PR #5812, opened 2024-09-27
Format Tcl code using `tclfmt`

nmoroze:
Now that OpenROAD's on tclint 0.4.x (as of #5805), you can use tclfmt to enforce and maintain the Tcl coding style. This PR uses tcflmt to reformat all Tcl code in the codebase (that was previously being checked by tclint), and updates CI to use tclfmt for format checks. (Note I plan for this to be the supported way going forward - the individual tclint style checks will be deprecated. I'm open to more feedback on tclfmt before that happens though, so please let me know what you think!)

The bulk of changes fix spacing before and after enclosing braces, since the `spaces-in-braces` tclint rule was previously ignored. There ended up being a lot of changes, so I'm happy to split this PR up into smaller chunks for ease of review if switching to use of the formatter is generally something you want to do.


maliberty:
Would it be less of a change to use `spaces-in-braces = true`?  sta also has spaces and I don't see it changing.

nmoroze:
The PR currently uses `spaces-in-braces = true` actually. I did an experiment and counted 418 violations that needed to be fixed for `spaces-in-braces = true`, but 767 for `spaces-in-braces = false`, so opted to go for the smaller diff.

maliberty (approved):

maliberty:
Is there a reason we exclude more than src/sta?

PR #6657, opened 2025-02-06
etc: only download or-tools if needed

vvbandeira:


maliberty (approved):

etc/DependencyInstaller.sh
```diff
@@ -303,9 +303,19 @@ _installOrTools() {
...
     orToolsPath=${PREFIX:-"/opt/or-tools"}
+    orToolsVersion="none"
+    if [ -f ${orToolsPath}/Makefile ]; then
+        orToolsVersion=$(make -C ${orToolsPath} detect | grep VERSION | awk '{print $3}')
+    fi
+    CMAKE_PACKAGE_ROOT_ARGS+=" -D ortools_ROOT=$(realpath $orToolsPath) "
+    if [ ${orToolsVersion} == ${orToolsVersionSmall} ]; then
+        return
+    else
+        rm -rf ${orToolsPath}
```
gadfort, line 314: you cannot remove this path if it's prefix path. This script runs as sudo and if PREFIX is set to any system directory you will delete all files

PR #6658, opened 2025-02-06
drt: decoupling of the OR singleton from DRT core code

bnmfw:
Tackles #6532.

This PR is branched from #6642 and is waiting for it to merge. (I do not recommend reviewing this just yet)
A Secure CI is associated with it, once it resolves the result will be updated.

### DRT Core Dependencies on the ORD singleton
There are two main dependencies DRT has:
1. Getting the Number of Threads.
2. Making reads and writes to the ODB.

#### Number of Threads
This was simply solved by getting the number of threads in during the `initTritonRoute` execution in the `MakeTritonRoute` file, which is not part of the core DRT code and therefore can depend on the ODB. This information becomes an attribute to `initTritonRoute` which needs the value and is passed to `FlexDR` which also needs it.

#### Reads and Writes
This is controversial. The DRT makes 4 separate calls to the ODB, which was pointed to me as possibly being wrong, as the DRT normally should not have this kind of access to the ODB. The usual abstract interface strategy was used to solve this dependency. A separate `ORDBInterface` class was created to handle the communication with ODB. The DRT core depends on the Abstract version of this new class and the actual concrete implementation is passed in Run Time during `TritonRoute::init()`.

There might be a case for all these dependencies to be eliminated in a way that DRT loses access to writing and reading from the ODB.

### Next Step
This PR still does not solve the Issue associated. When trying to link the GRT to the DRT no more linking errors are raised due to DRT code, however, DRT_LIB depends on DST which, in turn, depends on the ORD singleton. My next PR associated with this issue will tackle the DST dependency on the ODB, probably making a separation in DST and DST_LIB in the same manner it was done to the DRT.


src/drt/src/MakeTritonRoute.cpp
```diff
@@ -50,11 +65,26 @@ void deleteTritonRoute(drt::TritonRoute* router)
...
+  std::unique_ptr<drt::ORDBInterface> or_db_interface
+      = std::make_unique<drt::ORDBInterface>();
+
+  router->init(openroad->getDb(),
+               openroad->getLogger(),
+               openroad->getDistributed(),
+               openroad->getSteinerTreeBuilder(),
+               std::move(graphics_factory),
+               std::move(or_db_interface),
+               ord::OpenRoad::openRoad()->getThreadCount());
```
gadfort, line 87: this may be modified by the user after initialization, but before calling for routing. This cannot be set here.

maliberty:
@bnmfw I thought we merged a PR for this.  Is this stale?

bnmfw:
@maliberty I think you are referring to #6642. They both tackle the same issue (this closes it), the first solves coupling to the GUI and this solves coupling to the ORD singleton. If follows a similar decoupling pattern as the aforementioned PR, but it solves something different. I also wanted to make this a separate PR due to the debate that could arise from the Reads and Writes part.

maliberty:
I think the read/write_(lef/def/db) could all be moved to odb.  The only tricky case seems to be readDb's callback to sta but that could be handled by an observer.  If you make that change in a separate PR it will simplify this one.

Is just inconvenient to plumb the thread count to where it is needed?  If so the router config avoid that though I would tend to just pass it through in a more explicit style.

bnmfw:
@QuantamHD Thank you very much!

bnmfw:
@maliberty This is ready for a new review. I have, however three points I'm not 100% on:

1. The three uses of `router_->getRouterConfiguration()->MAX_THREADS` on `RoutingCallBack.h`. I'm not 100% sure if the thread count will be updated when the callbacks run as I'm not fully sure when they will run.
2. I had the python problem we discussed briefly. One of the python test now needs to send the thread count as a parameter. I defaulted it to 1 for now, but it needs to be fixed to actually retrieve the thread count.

| Task to carry out |
Note each line above that holds "three", then copy all of them.

| Output |
@maliberty This is ready for a new review. I have, however three points I'm not 100% on:
1. The three uses of `router_->getRouterConfiguration()->MAX_THREADS` on `RoutingCallBack.h`. I'm not 100% sure if the thread count will be updated when the callbacks run as I'm not fully sure when they will run.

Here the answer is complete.